With every farm enumerated, and all livestock tallied, at the first hint of chicken sniffles or a coughing cow everyone who has will-lessly participated in NAIS will wake up to the “depopulation” of their animals, “for the good of the nation”, without testing or confimation of anything wrong. There goes our local economies, our national food system and Hello, cheap, imported foods. . . .until there is an embargo on the US.
Wake up America, it’s already too late but things can still be done. This isn’t about the Amish getting away with anything (else) or religious freedom of a certain sect. This is about our personal freedom to choose and our National freedom to live as Americans. Fight NAIS everywhere before it gets worse.
Comment Podchef — April 23, 2007 @ 11:28 am
I am confused by this article and especially who the elders are. The article states:
“creamery board consulted with the elders of the community”. Are the elders the Amish elders? That doesn’t make sense to me that the elders, if they are Amish, would go along with this. Sounds fishy. I wonder how much they gave Lein for each premise registered. Dirty trick. And Wisconsin is now starting to register animals. Is someone going to come in the night and tag the Amish livestock? Do they think that would be religiously sensitive?
Comment Mary Beth Westcott — April 23, 2007 @ 1:51 pm
AMENDMENT 1 of the Bill of Rights - Congress shall make no law respecting an establishment of religion or prohibiting the free exercise thereof…”
Regardless of whether you admire the Amish (which I do) or think they need to grow mustaches to go along with their beards, their right to be who they are is a very basic right.
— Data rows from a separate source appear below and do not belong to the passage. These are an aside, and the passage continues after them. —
PR #34, opened 2015-01-19
Replace hardcoded 'http:' in webui code with window.location.protocol

arnaudbriche:
Hi,

In my mesos setup I access mesos webui from on https endpoint which reverse proxy requests to mesos (listening on the private interface ip of the machine); in order to not break internal links in the webui, 
I just replaced the hardcoded 'http:' string with a protocol independent window.location.protocol.
Maybe it can be of interest for some other mesos users.


bmahler:
Thanks Arnaud! Nice, there will be built-in HTTPS support in Mesos at some point, you may want to chime in here:

https://issues.apache.org/jira/browse/MESOS-1825

akerekes:
Is there a plan to include this PR in the meantime before actual HTTPS support is implemented?

akerekes:
@arnaudbriche There is one more location where this needs to be fixed:
https://github.com/apache/mesos/blob/master/src/webui/master/static/browse.html#L71
It should be:
```
href="//{{slave_host}}/files/download.json?path={{encodeURIComponent(file.path)}}">
```

arnaudbriche:
Thanks @akerekes for pointing this out.
It should also be noted that when one tries to connect to a non-leader node, mesos (server-side) issue a 301 Redirect with an hardcoded http:// protocol. 
I did took a quick look at the C++ code,  but didn't find an easy way to fix it though.

jfarrell:

PR #36, opened 2015-02-23
replace unsafe "find | xargs" with "find -exec"

lloesche:
The current `find | xargs rm -rf` in the Makefile could potentially destroy data if mesos source was in a folder with a space in the name. E.g. if you for some reason checkout mesos to `/ mesos` the command in src/Makefile.am would turn into a `rm -rf /`

`find | xargs` should be NUL delimited with `find -print0 | xargs -0` for safer execution or can just be replaced with the find build-in option `find -exec '{}' \+` which behaves similar to xargs.

Example:
```
$ touch somefile.txt
$ touch "file with spaces.txt"
$ find . -name "*.txt" | xargs -n 1 echo rm -rf
rm -rf ./file
rm -rf with
rm -rf spaces.txt
rm -rf ./somefile.txt
$ find . -name "*.txt" -exec echo rm -rf '{}' \;
rm -rf ./file with spaces.txt
rm -rf ./somefile.txt
```
(Note: for demonstration purposes `xargs -n 1` is similar to `find -exec '{}' \;` whereas `xargs` default behaviour is similar to `find -exec '{}'  \+`)

There was a second occurrence of this in a test script, though in that case it would only rmdir empty folders, so is less critical.

### DIFF
--- a/src/Makefile.am
+++ b/src/Makefile.am
@@ -1191,7 +1191,7 @@ endif # HAS_PYTHON
 
 clean-python:
 	find python -name "build" -o -name "dist" -o -name "*.pyc"		\
-		-o -name "*.egg-info" | xargs rm -rf
+		-o -name "*.egg-info" -exec rm -rf '{}' \+
 
 PHONY_TARGETS += clean-python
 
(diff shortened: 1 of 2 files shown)


vinodkone:
I think this broke the ReviewBot. See https://issues.apache.org/jira/browse/MESOS-5958

PR #46, opened 2015-06-17
fixed broken 404 doc link for torque on mesos

kensipe:
It is unclear if Torque is an active project... I can remove the torque docs if it is preferred.   However the doc links for torque resulted in a 404 and this PR fixes that issue with a relevant link.


adam-mesos:
Thanks @kensipe but the Torque integration project is inactive, unsupported, and may no longer work. We've recently discussed moving it out of the Mesos repo into a separate project, if somebody wants to own/maintain it. So, rather than linking to something outdated (or 404), we should just remove the link.
See https://issues.apache.org/jira/browse/MESOS-2311 and https://reviews.apache.org/r/31595/ for more context.

jfarrell:

PR #49, opened 2015-06-30
MESOS-2424 FIX: protobuf installs latest setuptools in Mesos dist if …

kamilchm:
…there's older one in build system OS https://github.com/google/protobuf/blob/v2.5.0/python/setup.py#L187


jfarrell:

PR #51, opened 2015-07-29
[MESOS-3170] Add $LIBS to build path of the CRAM-MD5 test

hellertime:
If the sasl2 library has been statically linked than the CRAM-MD5 check in the configure script can fail due to missing symbols. The correct approach is to add the required static lib archives into the LIBS variable. Adding this variable to the build action will allow the crammd5_installed.c check program compile and allow the check to pass.


jfarrell:

PR #59, opened 2015-08-25
fix missing timeout in mesos-fetcher

T0aD:
Added hardcoded timeout in mesos-fetcher code, following lots of issues with hanging connections, that would forbid the executor to proceed.

Notes:
- code tested on 0.22.0 (slighty different, just one place where the patch resides)
- duplicated hardcoded values (bad bad bad), make it configurable somehow ?
- code non compiled / tested, since MESOS_FETCHER_INFO variable content changes and I wasnt able to start a download with the old json string (despite adding sandbox_directory).


kaysoky:
Dealing with large artifacts should be the framework's responsibility.  

Suppose the framework launches a task with a URI that sometimes hangs.  The framework will receive a `TASK_RUNNING` status update as soon as the URI is done fetching.  If this status update does not come without some framework-defined timeout, the framework should then remediate, say by killing the task and trying again.

We don't want Mesos to dictate the maximum timeout for any fetches.

jfarrell:
Closing as requested in https://s.apache.org/V8r3

PR #63, opened 2015-09-02
adding new chef cookbook

acaiafa:
Adding a new more reusable cookbook for setting up mesos. It supports all of the options out of the box.


acaiafa:
ping!

PR #70, opened 2015-10-09
Documentation file naming cleanup

elsmorian:
Part of https://issues.apache.org/jira/browse/MESOS-3686

Clean up of filenames in documentation, prefer hyphens and drop 'mesos' from filenames


elsmorian:
@davelester

PR #1739, opened 2015-11-19
Change 'Select All' button to 'Deselect All' when all items are selected

AMeng:
If all items in a list are selected, we're left with an unhelpful "Select All" button. This changes that button to a "Deselect All" if every item is already selected. If only some of the items are selected, it remains "Select All".

image
image
image

### DIFF
--- a/app/scripts/modules/core/forms/checklist/checklist.directive.html
+++ b/app/scripts/modules/core/forms/checklist/checklist.directive.html
@@ -20,7 +20,7 @@
     </label>
   </li>
   <li ng-if="includeSelectAllButton && items.length > 1">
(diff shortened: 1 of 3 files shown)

I am very interested to see how the liars that signed them up try to get out of this one…something smells in Wisconsin and it ain’t cheese!
Maybe Warren Zevon was right -
“send lawyers, guns and money, the shit has hit the fan!”
Comment Bob Constantine — April 23, 2007 @ 9:15 pm
I’ll bet their response to that would be that Congress didn’t pass that law. However, I don’t see how they can sidestep the issue that they are allowing a state to do that.
Comment Barbara — April 24, 2007 @ 9:44 am
How many of us are signed up without our knowledge? This statement in the article should alarm all of us….”Does the fact that many of you were unaware you even had the number give you a clean conscious religiously on this?” asked Kapanke.
How much data has been mined from registries, mailing lists, surveys, sign ins to USDA program/events, fairs we do not know about?
Comment Sue Karber — April 27, 2007 @ 5:43 pm
“Does the fact that many of you were unaware you even had the number give you a clean conscious religiously on this?” asked Kapanke.
Most victimized people have clean consciences. It’s the perpetrators who shouldn’t. Kapanke just proved that he has no conscience.